(Problem description): The answer must consist of every line from the data that holds the string "UIHelpers".

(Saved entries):
· · ·

PR #2794, opened 2018-08-06
STORM-3180 Total executors in Cluster Summary in main UI page is not …

HeartSaVioR:
…exposed even a topology is running

* rename the field of /cluster/summary output: `totalExecutors` to `executorsTotal`

Please compare with doc regarding the output format of API:
https://github.com/apache/storm/blob/master/docs/STORM-UI-REST-API.md#apiv1clustersummary-get

### DIFF
--- a/storm-webapp/src/main/java/org/apache/storm/daemon/ui/UIHelpers.java
+++ b/storm-webapp/src/main/java/org/apache/storm/daemon/ui/UIHelpers.java
@@ -571,7 +571,7 @@ public class UIHelpers {
         result.put("slotsTotal", totalSlots);
         result.put("slotsFree", totalSlots - usedSlots);
         result.put("tasksTotal", totalTasks);
-        result.put("totalExecutors", totalExecutors);
+        result.put("executorsTotal", totalExecutors);
 
         result.put("totalMem", supervisorTotalMemory);
         result.put("totalCpu", supervisorTotalCpu);


srdo:
Grepping for "totalExecutors" also pops up a couple of other locations in storm-webapp.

· · ·

(Output of the exercise):
--- a/storm-webapp/src/main/java/org/apache/storm/daemon/ui/UIHelpers.java
+++ b/storm-webapp/src/main/java/org/apache/storm/daemon/ui/UIHelpers.java
@@ -571,7 +571,7 @@ public class UIHelpers {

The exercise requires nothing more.